Comment

Five prisoners a day

By 
Richard Garside
Friday, 23 September 2016

The state of the prison system in England and Wales is so grim, so awful, it is easy to feel at a loss over where to start and what to do about it.

Earlier this week the Prisons and Probation Ombudsman, Nigel Newcomen, reported that prison violence was now at a 'wholly unacceptable level'.

Six prisoners were killed in the 2015-16 year, he observed. This is up from four last year and is the highest number since records began in 2000.

'Buildings are crumbling, infested with rats and cockroaches', The Economist notes this week. 'In the year to June 2015,' it points out, '105 prisoners killed themselves, compared with 59 in 2010'.

The solution offered by the former Justice Secretary, Michael Gove, was to establish 'Reform Prisons'. These semi-autonomous institutions, supposedly freed from the dead hand of Whitehall micro-management, would apparently be able to deliver safe and decent institutions for staff and prisoners alike.

In truth, reform prisons were and are a tragic distraction from the real challenge facing our prison system, as I argued earlier this year. We need more of a focus on prison reform. Less of an obsession with reform prisons.

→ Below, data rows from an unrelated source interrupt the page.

PR #2470, opened 2026-05-22
feat: unify media controls dropdown interactions, hover behavior and cycle controls

hthienloc:
### What

* **Hover-to-show**: Adds hover-to-show and hover-to-hide behavior to the Media Players and Audio Output Devices dropdowns, matching the Volume dropdown behavior.
* **Click-to-cycle**: Clicking the Media Players or Audio Output Devices button while expanded now cycles to the next available media player or audio output device, instead of closing the dropdown.
* **Dynamic Bindings**: Replaced static argument passing with dynamic `Qt.binding()` to MPRIS controller singletons, fixing a display bug where player lists became stale/stalled upon switching.
* **Artwork Cache Reset**: Added a listener to reset the `lastValidArtUrl` buffer in `DankAlbumArt` when the active player changes, resolving a bug where a previous player's artwork would incorrectly persist on players that have no artwork.
* **Visual Consistency**: Set the Audio Output Devices button icon to always display `"speaker"` (rather than toggling to `"expand_less"` when open), ensuring a uniform design across all media control buttons.
* **Tooltip Cleanup**: Removed redundant helper tooltips ("Output Device" and "Media Players") to declutter the UI.
* **Audio Metadata Decoupling (New)**: Fixed a binding typo in `MediaPlayerTab` where the artist label incorrectly pointed to `trackTitle`, causing the song title and artist name to be duplicated when displaying media info.
* **Minimalist Player Subtitle (New)**: Cleaned up the player selection subtitle to display purely the artist name if available, or `"Unknown Artist"` if absent, aligning with other standard media info displays.
* **Audio Output Volume Indicators (New)**: Replaced the redundant "Active / Available" text in the Audio Output Devices list with the device's actual volume percentage (e.g. `80%`) or `Muted` status, providing highly useful real-time information.
* **Keyboard Shortcuts (New)**: Added a robust set of intuitive keyboard controls to the Media popout when active:
  - `0` - `9`: Seek to the corresponding percentage of the track (`0%` - `90%`).
  - `Left` / `Right` Arrow keys: Seek backward / forward by 5 seconds.
  - `Up` / `Down` Arrow keys: Increase / decrease player volume by 5% and **automatically open the volume dropdown overlay** (auto-hides after inactivity) to give real-time visual feedback.
  - `Spacebar`: Toggle play/pause playback.
  - `M` key: Toggle volume mute/unmute and automatically trigger the volume dropdown overlay.
* **Browser Seek Reset Fix (New)**: Clamped the minimum seek position (via keyboard/drag actions) to `0.1s` rather than exactly `0s`. This prevents the MPRIS bridge of browser-based players (like YouTube on Firefox/Chrome) from thinking the stream is uninitialized or needs a full reload, which temporarily reset the track duration metadata to `1s`.

### Why

Unifies the interaction model and improves the user experience by resolving inconsistencies in hover/click behaviors, dynamic list rendering, and icon states in the Control Center media widgets. Additionally, fixes track metadata duplication, provides useful device volume levels, and adds keyboard shortcuts for convenient media popout controls.

### How tested

Verified locally in the QuickShell environment by hovering, clicking, and cycling through active media players and audio devices, confirming smooth transitions, correct artwork clearing, and real-time list updates. Also tested keyboard shortcuts (0-9 seeking, arrow keys, spacebar) and volume percentage displays across multiple simulated players and audio sinks.

https://github.com/user-attachments/assets/1fb8de7e-3366-4816-92fd-76b3487bc919

### DIFF
--- a/quickshell/Modules/DankDash/DankDashPopout.qml
+++ b/quickshell/Modules/DankDash/DankDashPopout.qml
@@ -230,6 +230,13 @@ DankPopout {
                     return;
                 }
 
+                if (root.currentTabIndex === 1 && mediaLoader.item?.handleKeyEvent) {
+                    if (mediaLoader.item.handleKeyEvent(event)) {
+                        event.accepted = true;
+                        return;
+                    }
+                }
+
                 if (root.currentTabIndex === 2 && wallpaperLoader.item?.handleKeyEvent) {
                     if (wallpaperLoader.item.handleKeyEvent(event)) {
                         event.accepted = true;
--- a/quickshell/Modules/DankDash/DankDashPopout.qml
+++ b/quickshell/Modules/DankDash/DankDashPopout.qml
@@ -402,6 +402,7 @@ DankPopout {
                                 }
                                 onHideDropdowns: root.__hideDropdowns()
                                 onDropdownButtonExited: root.__startCloseTimer()
+                                onDropdownButtonEntered: root.__stopCloseTimer()
                             }
                         }
                     }
--- a/quickshell/Modules/DankDash/DankDashPopout.qml
+++ b/quickshell/Modules/DankDash/DankDashPopout.qml
@@ -25,14 +25,14 @@ DankPopout {
     property int __dropdownType: 0
     property point __dropdownAnchor: Qt.point(0, 0)
     property bool __dropdownRightEdge: false
-    property var __dropdownPlayer: null
-    property var __dropdownPlayers: []
+    property var __dropdownPlayer: MprisController.activePlayer
+    property var __dropdownPlayers: MprisController.availablePlayers
 
     function __showVolumeDropdown(pos, rightEdge, player, players) {
         __dropdownAnchor = pos;
         __dropdownRightEdge = rightEdge;
-        __dropdownPlayer = player;
-        __dropdownPlayers = players;
+        __dropdownPlayer = Qt.binding(() => MprisController.activePlayer);
+        __dropdownPlayers = Qt.binding(() => MprisController.availablePlayers);
         __dropdownType = 1;
     }
 
@@ -45,8 +45,8 @@ DankPopout {
     function __showPlayersDropdown(pos, rightEdge, player, players) {
         __dropdownAnchor = pos;
         __dropdownRightEdge = rightEdge;
-        __dropdownPlayer = player;
-        __dropdownPlayers = players;
+        __dropdownPlayer = Qt.binding(() => MprisController.activePlayer);
+        __dropdownPlayers = Qt.binding(() => MprisController.availablePlayers);
         __dropdownType = 3;
     }
 
@@ -69,7 +69,7 @@ DankPopout {
         id: __volumeCloseTimer
         interval: 400
         onTriggered: {
-            if (__dropdownType === 1) {
+            if (__dropdownType !== 0) {
                 __hideDropdowns();
             }
         }
@@ -394,7 +394,7 @@ DankPopout {
                                     root.__showPlayersDropdown(pos, rightEdge, player, players);
                                 }
                                 onHideDropdowns: root.__hideDropdowns()
-                                onVolumeButtonExited: root.__startCloseTimer()
+                                onDropdownButtonExited: root.__startCloseTimer()
                             }
                         }
                     }
--- a/quickshell/Modules/DankDash/MediaDropdownOverlay.qml
+++ b/quickshell/Modules/DankDash/MediaDropdownOverlay.qml
@@ -357,7 +357,13 @@ Item {
                                     }
 
                                     StyledText {
-                                        text: modelData === AudioService.sink ? "Active" : "Available"
+                                        text: {
+                                            if (!modelData?.audio)
+                                                return modelData === AudioService.sink ? I18n.tr("Active") : I18n.tr("Available");
+                                            if (modelData.audio.muted)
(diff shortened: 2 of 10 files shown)


Purian23 (changes requested):
Thanks for the PR, this is nicely done with some real imporvements!

A few things we can cleanup:

- `TrackArtService` now downloads every remote artwork URL into `Paths.imagecache` before display. That’s reasonable for YouTube fallback/caching, but the current implementation writes `curl` output directly to the final cache path and later accepts the cache with only `test -f`. If a download times out or gets interrupted, we can keep a partial file forever. Let's download to a temp path and rename on success, or delete failed/partial files.

- The `Proc.runCommand` IDs use the artwork hash, which creates a persistent debouncer entry for every unique remote art URL. Since these are one-shot checks/downloads, please use random/null IDs or otherwise clean them up after completion.

- While a new remote artwork URL is loading, `resolvedArtUrl` can still point at the previous track’s artwork. That can briefly show stale art in the media tab/overview/OSD. Please clear it or fall back to the raw URL while the new art resolves.

- `MediaDropdownOverlay.__panelHoverCount` should be reset when dropdowns are hidden. The overlay stays alive while the dash is open, so closing while hovered can leave the counter positive and make future hover-close behavior stick.

Non-blocking cleanup notes:

- `activePlayerArtUrl` looks unused.
- `MediaOverviewCard` still uses raw `activePlayer.length`; consider using `MprisController.activePlayerStableLength` there too for consistency.
- The `DankCircularImage` `sourceSize` removal could use a short rationale, or revert if it was accidental.

Once those cache/stale-hover issues are addressed, I think this is in good shape.

hthienloc:
@Purian23 Thanks for the detailed review and suggestions. I have pushed a commit (https://github.com/AvengeMedia/DankMaterialShell/pull/2470/commits/bb6527b344890c9204c756ad5cc9c7e4f8b1a4a8) addressing all the issues you raised.

I would also love to get your thoughts on a few open points:

- **Stale/Undefined Durations:** For some web-based media players, the total duration (length) occasionally reports as  undefined  initially, or requires closing and reopening the popout to update properly.
-  **Hover Interaction Loop:** If a user hovers over one of the three control buttons to open its dropdown, moves the cursor away, and then immediately hovers back onto that exact same icon, what should be the desired behavior? Currently, it toggles (closes) on re-hover, but I am wondering if keeping it open might be a more intuitive user experience.
- **Shortcut Guidance:** I noticed there is currently no shortcut documentation for this PR. Similar to the Clipboard Manager, which has an "info" button that displays a list of shortcuts, I think adding a similar keyboard shortcut helper/info button would be highly beneficialfor discoverability.
- **Non-Uniform Panel Widths:** The dropdowns for Media Players (240px) and Output Devices (280px) currently have non-uniform widths. I am not sure if this discrepancy was intentional in the original design, but I think the staggered/asymmetrical layout actually looks quite polished.

Thanks again for the valuable feedback. Looking forward to your thoughts.

Purian23:
Thanks!

One small implementation note; the new `sh -c` curl commands are built by string-concatenating paths/URLs inside single quotes. Since artwork URLs come from player metadata, it would be safer to avoid shell interpolation there. Either pass values as shell args (`sh -c '...' sh "$tmpPath" "$url" "$filePath"`) or use direct command arrays plus a separate `mv` on success. Also worth ensuring `mkdir -p` happens in the same command path before writing the temp file, so there is no async race with `Paths.mkdir()`.

On the open questions:
- **Stale/undefined durations:** I’d treat browser MPRIS duration as best-effort. The UI should react when `activePlayer.length` eventually becomes valid through `activePlayerStableLength`; until then, showing `--:--` and disabling seek controls is fine. If it persists after, that likely means we have a missing signal/binding update somewhere, and we can track that as a follow-up bug.

- **Hover interaction loop:** I agree and think re-hovering the same icon should keep the dropdown open, not toggle it closed. Hover should be idempotent: enter opens/keeps open, leaving button + panel starts the close timer. Click while already expanded can keep the new cycle behavior.

- **Shortcut guidance:** Agreed, an info/helper button like Clipboard Manager may be useful. It can be implemented later in a follow-up unless you want to include a small version here. I think most of the controls are fairly universal so this isn't a deal breaker. 

- **Panel widths:** We're good with keeping the widths non-uniform and the staggered looks okay to me.

hthienloc:
1. **Secure Download Commands:** I've re-architected the `sh -c` download command in `TrackArtService.qml` to pass the cache paths and metadata-sourced URLs strictly as shell arguments (`$1`, `$2`, `$3`), avoiding any shell quoting or injection vulnerabilities entirely. I also moved the `mkdir -p` command directly into the same execution path to prevent any async directory races.
2. **Hover Idempotency:** Added a new `dropdownButtonEntered` signal in `MediaPlayerTab.qml` to stop the overlay close timer when any button is re-hovered. Hover is now fully idempotent and re-entering the buttons correctly keeps the active overlay open.
3. **Shortcut Guidance:** I feel adding an info button for keyboard shortcut guidance might be redundant here, as these media control hotkeys (like Space to play/pause, Left/Right to seek) are quite universal and standard. I think keeping the UI minimal and clutter-free is the better approach for now.

Let me know if there's anything else we can improve before merging.

Purian23:
Thanks for the nice work and **QOL** update, @hthienloc!

Purian23 (approved):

Recent hints that Liz Truss, Mr Gove's successor, might be rethinking the reform prison plans is therefore to be welcomed.

The problem of prison numbers

At the heart of the current malaise in our prisons is the sheer number of people unnecessarily imprisoned.

Last year, the prison population stood at around 85,000 people. In 1985, at the height of Thatcherism, there were around 46,000 people in prison.

The rate of crime and lawbreaking was not notably different last year than it was 30 years ago. What has changed is the way we deal with suspected and convicted lawbreakers.

We are better at criminalising people, at giving longer sentences to those who are convicted and at making it more difficult for people to get out of prison and away from ongoing supervision and surveillance.

If we imprisoned today at the same rate as Mrs Thatcher's government did, we'd have at least 30,000 fewer people in prison.

Mrs Thatcher was hardly a bleeding heart liberal on law and order matters. On prisons she was far more liberal than the most liberal of mainstream politicians today.

Downsizing prisons

How might the government go about achieving the very necessary goal of a downsized prison estate?

The prison population grew slowly, and inexorably, over a number of years. It is likely that any attempt to downsize prisons will require a similiarly long-term approach.

In 1995, the prison population in England and Wales was around 51,000. It grew to 76,000 by 2005. Last year it stood at 85,500.

Over that 20 year period the population grew by around 34,500, or by five prisoners a day.

What if we reversed this trend and pursued policies that reduced the prison population by five prisoners a day?

What if, shortly after the last General Election, Michael Gove had committed the government to a slow and sustained reduction in the prison population?

By now, that policy would have delivered a reduction in the prison population of around 2,200. The prison population today would stand at some 83,300.

The actual prison population today is 85,321.

A reduction of five prisoners a day would deliver a prison population of around 82,000 by mid 2017, and 80,000 by mid 2018.

By the time of the 2020 General Election - if the current parliament lasts that long - the prison population would stand at around 76,500; about the same level as prevailed in 2005.

By time of the 2025 General Election, the prison population would stand at some 67,300. By 2030 it would stand at 58,200.

It would fall below the 50,000 mark by the time of the 2035 General Election.

The power of small changes

People can get used to just about anything, if it happens slowly enough. We have got used to a bloated prison population precisely because it grew slowly, almost imperceptibly, over years and decades.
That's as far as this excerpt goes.